İş sözleşmesini feshetmek için kaç gün içerisinde başvuru yapmak gerekiyor?
Çalışanlar, ihbar ve kıdem tazminatı talebi ile haklı nedenle derhal fesih hakkını kullanacakları durumlarda, olayın gerçekleştiği günün üzerinden belli bir süre geçtikten sonra bu haklarını kaybedebiliyor. Hak düşürücü süre olarak anılan bu zaman zarfı içerisinden adım atmayan çalışan, daha sonra hak talep edemiyor. İşte iş sözleşmesinin haklı nedenlerle feshi için taraflara tanınan süre ile ilgili detaylar…
Çalışanların ya d aişverenin haklı feshi hakkını kullanmak için yasada belirlenmiş belli bir süre içerisinde başvuruda bulunması gerekiyor. Hak düşürücü bu süre içerisinde başvuru yapmayan taraf hakkını yitiriyor.
HAKLI FESİH İÇİN HAK DÜŞÜRÜCÜ SÜRE NE KADAR?
T.C. Yargıtay 9. Hukuk Dairesi Esas No. 2012/33759 Karar No. 2014/27304 Karar Tarihi. 18.9.2014 tarihli kararında; “İşçi veya işveren bakımından haklı fesih nedenlerinin ortaya çıkması halinde, iş sözleşmesinin diğer tarafının sözleşmeyi haklı nedenle fesih yetkisinin kullanılma süresi sınırsız değildir. Bu bakımdan 4857 İş Kanununun 26 ncı maddesinde, fesih nedeninin öğrenildiği tarih ile olayın gerçekleştiği tarih başlangıç esas alınmak üzere iki ayrı süre öngörülmüştür. Bu süreler içinde fesih yoluna gitmeyen işçi ya da işverenin feshi, haklı bir feshin sonuçlarını doğurmaz. Bu süre, feshe neden olan olayın diğer tarafça öğretilmesinden itibaren altı işgünü ve herhalde fiilin gerçekleştiği tarihten itibaren bir yıl olarak belirlenmiştir. Hak düşürücü sürenin niteliğinden dolayı taraflar ileri sürmese dahi, hâkim resen dikkate almak zorundadır. Davacının hizmet akdinin 03/08/2007 tarihinde meydana gelen, 12/09/2007 tarihli tutanağa ve işletme müdürlüğünün 14/09/2007 tarihli yazısına konu olan usulsüzlük nedeniyle feshedildiği, ancak işverenin fesih sırasında İş Kanunu 26. Maddedeki 6 iş günlük hak düşürücü süreye uyup uymadığının araştırılmadığı anlaşılmıştır. Mahkemece, anılan maddedeki 6 iş günlük hak düşürücü sürenin geçip geçmediği araştırılarak sonuca gidilmesi gerekirken bu husus değerlendirilmeden davacının kıdem ve ihbar tazminatı taleplerinin reddi hatalıdır. Mahkemece, 6100 sayılı HMK döneminde alınan bilirkişi raporunun HMK’nun 280. Maddesindeki emredici hükme rağmen davalı tarafa tebliğ edilip rapora itiraz hakkı tanınmadan hüküm kurulması hatalıdır. Hükmedilen miktarların net mi yoksa brüt mü olduğunun hükümde belirtilmemesinin infazda tereddüde yol açacağının düşünülmemesi de hatalı olup bozmayı gerektirmiştir.”

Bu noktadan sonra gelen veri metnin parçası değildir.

Issue #5367, opened 2025-09-19
Issue with simlib.v, Unsupported: Verilog 1995 gate primitive: tran for Verilator


MrPoloGit:
### Version

0.57

### On which OS did this happen?

Linux

### Reproduction Steps

Issue from this commit
https://github.com/YosysHQ/yosys/commit/1251e92e3a988b33f2075118071f4454247041d6

1. Using Verilator 
```bash
Verilator 5.039 devel rev v5.038-8-gd89df33fc
```

2. Run folder of simlib.v
```bash
verilator --binary -f verilator.f --top-module simlib simlib.v
```

3. verilator.f
```bash

--timing
-j 0
-Wall
-Wno-fatal
--assert
--trace-fst
--trace-structs
--main-top-name "-"

--x-assign unique
--x-initial unique

-Werror-IMPLICIT
-Werror-USERERROR
-Werror-LATCH
```

### Expected Behavior

1. Parse all the Verilog files listed in verilator.f plus simlib.v.
2. Treat simlib as the top module.
3. Generate a C++ simulation model.
4. Link it into a runnable binary.
5. Able tp execute simulation.

### Actual Behavior

```bash
%Error-UNSUPPORTED: simlib.v:3229:6: Unsupported: Verilog 1995 gate primitive: tran
 3229 | tran connect[WIDTH-1:0] (A, B);
      |      ^~~~~~~
                    ... For error description see https://verilator.org/warn/UNSUPPORTED?v=5.039
%Error: Exiting due to 2 error(s)
```

Ravenslofty:
@jix do you know of any other ways of expressing that primitive? Verilator doesn't like it.

KrystalDelusion:
Can we do like `$pow` and stick the `$connect` cell in an `if(n)def`?

jix:
@Ravenslofty my answer to that is essentially no. I do know of another way that should work in principle, directly connecting both ports to the same wire using ANSI port declarations with an explicit expression:

```
module \$connect #(parameter WIDTH = 0) (inout .A(W), inout .B(W));
	wire [WIDTH-1:0] W;
endmodule
```

This isn't useful, though as neither Yosys's read_verilog, Icarus Verilog nor Verilator currently support that (Verific does, confirming my interpretation that the spec allows this).

[...]

PR #5393, opened 2025-09-25
Added ifndef SIMLIB_NOCONNECT

sifferman:

Fixes https://github.com/YosysHQ/yosys/issues/5367

I added in the `` `ifndef SIMLIB_NOCONNECT ``, as was mentioned in https://github.com/YosysHQ/yosys/issues/5367.

Now Verilator can correctly read the file with:

```bash
verilator -DSIMLIB_NOCONNECT -Wno-fatal --lint-only techlibs/common/simlib.v
```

Fesih iradesinin altı iş günü içinde açıklanması yeterli olup, bu süre içinde tebligatın muhatabına ulaşmış olması şart değildir
4857 sayılı Yasanın 26 ncı maddesinde öngörülen altı işgünlük ve bir yıllık süreler ayrı ayrı hak düşürücü niteliktedir. Bir başka anlatımla fesih hakkının öğrenmeden itibaren altı iş günü ve olayın gerçekleşmesinden itibaren bir yıl içinde kullanılması şarttır. Sürelerden birinin dahi geçmiş olması haklı fesih imkânını ortadan kaldırır. Hak düşürücü sürenin niteliğinden dolayı taraflar ileri sürmese dahi, hâkim resen dikkate almak zorundadır.